PR #1483, opened 2024-04-30
PartitionId as NewType

AhmedSoliman:
PartitionId as NewType

---
[//]: # (BEGIN SAPLING FOOTER)
Stack created with [Sapling](https://sapling-scm.com). Best reviewed with [ReviewStack](https://reviewstack.dev/restatedev/restate/pull/1483).
* #1484
* __->__ #1483
* #1482
* #1481
* #1476
* #1475

PR #1481, opened 2024-04-29
PartitionProcessorManager as long-living service

AhmedSoliman:
PartitionProcessorManager as long-living service

---
[//]: # (BEGIN SAPLING FOOTER)
Stack created with [Sapling](https://sapling-scm.com). Best reviewed with [ReviewStack](https://reviewstack.dev/restatedev/restate/pull/1481).
* #1484
* #1483
* #1482
* __->__ #1481
* #1476
* #1475

PR #1476, opened 2024-04-26
Rename storage-rocksdb to partition-store

AhmedSoliman:
Rename storage-rocksdb to partition-store

---
[//]: # (BEGIN SAPLING FOOTER)
Stack created with [Sapling](https://sapling-scm.com). Best reviewed with [ReviewStack](https://reviewstack.dev/restatedev/restate/pull/1476).
* #1484
* #1483
* #1482
* #1481
* __->__ #1476
* #1475

PR #1475, opened 2024-04-26
Introducing per-partition PartitionStore

AhmedSoliman:
Introducing per-partition PartitionStore

**IMPORTANT:** This breaks queries through datafusion until we workout how data fusion will shard queries across partitions.

---
[//]: # (BEGIN SAPLING FOOTER)
Stack created with [Sapling](https://sapling-scm.com). Best reviewed with [ReviewStack](https://reviewstack.dev/restatedev/restate/pull/1475).
* #1484
* #1483
* #1482
* #1481
* #1476
* __->__ #1475

PR #1484, opened 2024-04-30
Betters shutdown logging

AhmedSoliman:
Betters shutdown logging

When using `#[error(transparent)]` to wrap `ShutdownError`, the error root cause is not propagated correctly all the way down to task center. The reason is that `thiserror` will forward `source()` to the type marked with `transparent`. In this case, it's ShutdownError it self (and it's not a root cause for itself). The solution is to make a private marker type that's guaranteed to always be the root cause of an error chain that was caused by a shutdown.

---
Stack created with [Sapling](https://sapling-scm.com). Best reviewed with [ReviewStack](https://reviewstack.dev/restatedev/restate/pull/1484).
* __->__ #1484
* #1483
* #1482
* #1481
* #1476
* #1475


tillrohrmann (approved):
LGTM. +1 for merging. Thanks for sharing the insights into how `error(transparent)` changes the source retrieval. Didn't know this.

PR #1485, opened 2024-04-30
Fix for state mutation through CLI

AhmedSoliman:
Fix for state mutation through CLI


tillrohrmann (approved):
Thanks a lot for fixing this problem so quickly @AhmedSoliman. The changes look good to me. +1 for merging and also merging it into the `release-0.9` branch. Apparently, we don't have an e2e test for the state patching feature since it slipped through. I'll will file an issue for it.

PR #1493, opened 2024-05-01
Tuning and combined improvements for perf and observability

AhmedSoliman:
Tuning and combined improvements for perf and observability

---
Stack created with [Sapling](https://sapling-scm.com). Best reviewed with [ReviewStack](https://reviewstack.dev/restatedev/restate/pull/1493).
* #1514
* #1500
* #1511
* #1497
* __->__ #1493

### DIFF
--- a/crates/rocksdb/src/perf.rs
+++ b/crates/rocksdb/src/perf.rs
@@ -1,0 +1,113 @@
+// Copyright (c) 2024 -  Restate Software, Inc., Restate GmbH.
+// All rights reserved.
+//
+// Use of this software is governed by the Business Source License
+// included in the LICENSE file.
+//
+// As of the Change Date specified in that file, in accordance with
+// the Business Source License, use of this software will be governed
+// by the Apache License, Version 2.0.
+
+use std::cell::RefCell;
+
+use metrics::{counter, histogram};
+use rocksdb::{PerfContext, PerfMetric, PerfStatsLevel};
+
+use crate::background::StorageTaskKind;
+use crate::{
+    BLOCK_READ_BYTES, BLOCK_READ_COUNT, OP_TYPE, WRITE_ARTIFICIAL_DELAY_DURATION,
+    WRITE_MEMTABLE_DURATION, WRITE_PRE_AND_POST_DURATION, WRITE_WAL_DURATION,
+};
+
+thread_local! {
+    static ROCKSDB_PERF_CONTEXT: RefCell<PerfContext>  = RefCell::new(PerfContext::default());
+}
+
+/// This guard must be created and dropped in the same thread, you should never use the same
+/// guard across .await points. This should strictly be used within the bounds of the sync
+/// RocksAccess layer.
+pub struct RocksDbPerfGuard {
+    kind: StorageTaskKind,
+}
+
+impl RocksDbPerfGuard {
+    /// IMPORTANT NOTE: you MUST bind this value with a named variable (f) to ensure
+    /// that the guard is not insta-dropped. Binding to something like `_x = ...` works, just don't
+    /// use the special `_` variable and you'll be fine. Unfortunately, rust/clippy doesn't have a
+    /// mechanism to enforce this at the moment.
+    #[must_use]
+    pub fn new(kind: StorageTaskKind) -> Self {
+        rocksdb::perf::set_perf_stats(PerfStatsLevel::EnableTimeExceptForMutex);
+        ROCKSDB_PERF_CONTEXT.with(|context| {
+            context.borrow_mut().reset();
+        });
+        RocksDbPerfGuard { kind }
+    }
+}
+
+impl Drop for RocksDbPerfGuard {
+    fn drop(&mut self) {
+        rocksdb::perf::set_perf_stats(PerfStatsLevel::Disable);
+        // report collected metrics
+        ROCKSDB_PERF_CONTEXT.with(|context| {
+            // Note to future visitors of this code. RocksDb reports times in nanoseconds in this
+            // API compared to microseconds in Statistics/Properties. Use n_to_s() to convert to
+            // standard prometheus unit (second).
+            let context = context.borrow();
+            let v = context.metric(PerfMetric::BlockReadCount);
+            if v != 0 {
+                counter!(BLOCK_READ_COUNT,
+                     OP_TYPE => self.kind.as_static_str(),
+                )
+                .increment(v);
+            }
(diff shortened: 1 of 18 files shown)


crates/rocksdb/src/perf.rs
```diff
@@ -0,0 +1,113 @@
...
+    WRITE_MEMTABLE_DURATION, WRITE_PRE_AND_POST_DURATION, WRITE_WAL_DURATION,
+};
+
+thread_local! {
+    static ROCKSDB_PERF_CONTEXT: RefCell<PerfContext>  = RefCell::new(PerfContext::default());
+}
+
+/// This guard must be created and dropped in the same thread, you should never use the same
+/// guard across .await points. This should strictly be used within the bounds of the sync
+/// RockAccess layer.
```
tillrohrmann, line 28:
```suggestion
/// RocksAccess layer.
```

crates/rocksdb/src/perf.rs
```diff
@@ -0,0 +1,113 @@
...
+        RocksDbPerfGuard { kind }
+    }
+}
+
+impl Drop for RocksDbPerfGuard {
+    fn drop(&mut self) {
+        rocksdb::perf::set_perf_stats(PerfStatsLevel::Disable);
+        // report collected metrics
+        ROCKSDB_PERF_CONTEXT.with(|context| {
+            // Note to future visitors of this code. RocksDb report times in nanoseconds in this
```
tillrohrmann, line 53:
```suggestion
            // Note to future visitors of this code. RocksDb reports times in nanoseconds in this
```

crates/types/src/config/common.rs
```diff
@@ -192,6 +190,16 @@ pub struct CommonOptions {
     /// The number of threads to reserve to high priority Rocksdb background tasks.
     pub rocksdb_high_priority_bg_threads: NonZeroU32,
 
+    /// # Rocksdb stall detection threshold
+    ///
+    /// This defines the duration afterwhich a write is to be considered in "stall" state. For
+    /// every write that meets this threshold, the system will increment the
+    /// `restate.rocksdb_stall_flare` gauge, if the write is unstalled, the guage will be updated
```
tillrohrmann, line 197:
```suggestion
    /// `restate.rocksdb_stall_flare` gauge, if the write is unstalled, the gauge will be updated
```

crates/types/src/config/rocksdb.rs
```diff
@@ -108,8 +110,16 @@ impl RocksDbOptions {
...
-        self.rocksdb_write_buffer_size
-            .unwrap_or(NonZeroUsize::new(50_000_000).unwrap()) // 50MB
+        // Value is calculated from other defaults of the system
+        self.rocksdb_write_buffer_size.unwrap_or_else(|| {
+            let common_opts = CommonOptions::default();
+            let all_memtables = common_opts.rocksdb_total_memtables_size();
+            let num_partitions = WorkerOptions::default().bootstrap_num_partitions();
+            // assuming 1 memtables per partition
+            // assuming 256MB for bifrost
+            let buffer_size = (all_memtables - 256_000_000) / (num_partitions * 2) as usize;
```
tillrohrmann, line 120: Are those number already in line with the partition processor storage and log store configuration? It looks as if the partition processor store still configures 3 max write buffers. The log store seems to configure 3 max write buffers for the metadata column. The data cf seems to use the default rocksdb write buffer size.

Is the comment assuming 1 memtables per partition in line with `num_partitions * 2` in order to give it some margin of error or because there can always be an additional memtable for each partition being flushed?

crates/types/src/config/rocksdb.rs
```diff
@@ -108,8 +110,16 @@ impl RocksDbOptions {
     }
 
     pub fn rocksdb_write_buffer_size(&self) -> NonZeroUsize {
-        self.rocksdb_write_buffer_size
-            .unwrap_or(NonZeroUsize::new(50_000_000).unwrap()) // 50MB
+        // Value is calculated from other defaults of the system
+        self.rocksdb_write_buffer_size.unwrap_or_else(|| {
+            let common_opts = CommonOptions::default();
+            let all_memtables = common_opts.rocksdb_total_memtables_size();
+            let num_partitions = WorkerOptions::default().bootstrap_num_partitions();
```
tillrohrmann, line 117: I guess these numbers should not be taken from the defaults but from the actually configured values, right?

tillrohrmann (approved):
Thanks a lot for creating this PR @AhmedSoliman. The changes look good to me. I think the stall detector will be really useful :-) Also the additional performance metrics are super helpful. 

My main question is how much the different RocksDB users are already respecting the calculated write buffer sizes in `RocksDbOptions` and whether there are planned follow-ups. Apart from this, +1 for merging.

crates/types/src/config/rocksdb.rs
AhmedSoliman: Ugh, not all the changes were pushed. I'll fix that.

I'll add a couple of comments as a trail for the reasoning as well.

crates/types/src/config/rocksdb.rs
AhmedSoliman: Those values calculate the default value. I'll add a comment explaining that, but in a possible future, those will be calculated dynamically based on the actual system values (i.e. the current number of configured partitions). We cannot rely on `bootstrap_num_partitions()` because the system can diverge from this value after initial bootstrap.

crates/types/src/config/rocksdb.rs
```diff
@@ -108,8 +110,21 @@ impl RocksDbOptions {
...
+            // NOTE: This is a guess, based on the default values of the system, it doesn't reflect
+            // the actual configuration because the number of partitions can change over time. The
+            // goal here is to provide a reasonable default value for the _default_ system
+            // configuration.
+            let common_opts = CommonOptions::default();
+            let all_memtables = common_opts.rocksdb_total_memtables_size();
+            let num_partitions = WorkerOptions::default().bootstrap_num_partitions();
+            // Assuming 1 active and 2 immutable memtables per partition
+            // Assuming 256MB for bifrost's data cf (2 memtables * 128MB default write buffer size)
+            // Assuming 128MB for bifrost's metadata cf (2 memtables * 128MB default write buffer size)
```
tillrohrmann, line 124: If we have 2 memtables shouldn't it be 256MB?

tillrohrmann (approved):
LGTM :-) +1 for merging.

══════════════════════════════

• _What you are asked to do_
Please copy, without any change, the lines of the material from the first through the one containing "PR #1476, opened 2024-04-26". Write nothing else.

• _Completed exercise_
PR #1483, opened 2024-04-30
PartitionId as NewType

AhmedSoliman:
PartitionId as NewType

---
[//]: # (BEGIN SAPLING FOOTER)
Stack created with [Sapling](https://sapling-scm.com). Best reviewed with [ReviewStack](https://reviewstack.dev/restatedev/restate/pull/1483).
* #1484
* __->__ #1483
* #1482
* #1481
* #1476
* #1475

PR #1481, opened 2024-04-29
PartitionProcessorManager as long-living service

AhmedSoliman:
PartitionProcessorManager as long-living service

---
[//]: # (BEGIN SAPLING FOOTER)
Stack created with [Sapling](https://sapling-scm.com). Best reviewed with [ReviewStack](https://reviewstack.dev/restatedev/restate/pull/1481).
* #1484
* #1483
* #1482
* __->__ #1481
* #1476
* #1475

PR #1476, opened 2024-04-26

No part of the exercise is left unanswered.